Every Terraform repository runs pre-commit hooks:

terraform fmt — consistent formatting, no style debates in reviews
terraform validate — catches syntax errors and missing provider configurations
terraform-docs — regenerates module documentation from variables, outputs, and descriptions
tflint — provider-specific linting (deprecated arguments, invalid instance types)
checkov — static security analysis (S3 buckets without encryption, security groups with 0.0.0.0/0)

These hooks run locally before every commit and again in CI as a gate. The combination catches the vast majority of issues before a human reviewer even looks at the PR.

The AFT Pipeline

New accounts flow through Account Factory for Terraform. The process:

A team submits a PR with an account request (email, name, OU, compliance tags)
PR gets reviewed and merged
AFT provisions the account through Control Tower
Account customizations run automatically — VPC creation, Transit Gateway attachment, CloudTrail configuration, Security Hub enablement, IAM baseline roles
The account appears in Identity Center with the appropriate permission sets

From PR to usable account takes about 30 minutes.

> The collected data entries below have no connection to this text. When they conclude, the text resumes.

PR #70, opened 2022-06-27
add hashtype

Hafiziahmad:


i128:
I appreciate the contribution! I need to add some sanity checks on these hashes so that users cant/dont submit a wrong hash/ hash_type combinations. Once i get that sorted out i'll merge the request!

Hafiziahmad:
Thank you for give opportunity

ovcrash:
> I appreciate the contribution! I need to add some sanity checks on these hashes so that users cant/dont submit a wrong hash/ hash_type combinations. Once i get that sorted out i'll merge the request!

I don't think that there is a good way to do this. Like they said on the hashcat FAQ.

_Tools which claim to be able to identify hashes simply use regular expressions to match the hash against common patterns. This method is extremely unreliable and often yields incorrect results. It is best to avoid using such tools.

A much better way to identify the hash algorithm would be to understand the origin of the hashes (e.g. operating system, COTS application, web application, etc.) and make an educated guess at what the hash algorithm might be. Or better yet, use the source!_

source: https://hashcat.net/wiki/doku.php?id=frequently_asked_questions#how_can_i_identify_the_hash_type

i128:
I agree, and thats essentially what hashview does. We've found that its better to have SOME sanity checks on hash types vs none even if they're not guaranteed.

PR #72, opened 2022-07-25
modify run_hashcat to use subprocess.run()

Infosec-McClane:
This PR contains the following modifications:

install/hashview-agent/hashview-agent.py (line 315): switch to using subprocess.run() for executing hashcat. This accepts an array to parameterize the command string.

install/hashview-agent/hashview-agent.py (line 314): Use python function open() to create the log file output, used by line 315.

utils/utils.py (line 218 - 233): modified the command strings to be an array that can be ingested by subprocess.run().

hashview/jobs/routes.py (line 423): cast the cmd to a string so it can be saved to MySQL for distributed computing.


i128:
Looks great! Great work!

The customizations are themselves Terraform modules — the same ones used for day-2 operations. No separate “account setup” scripts that drift from the main codebase.

What Makes It Work

The scale isn’t the hard part. 40 accounts with consistent patterns are easier to manage than 5 accounts with ad-hoc configurations. The discipline is what makes it work: versioned modules, isolated state, OIDC-only authentication, automated compliance checks, and a provisioning pipeline that enforces the same baseline everywhere.

Every shortcut — shared state files, inline resources instead of modules, manually provisioned accounts — becomes a liability at this scale. The upfront investment in structure pays for itself within the first quarter.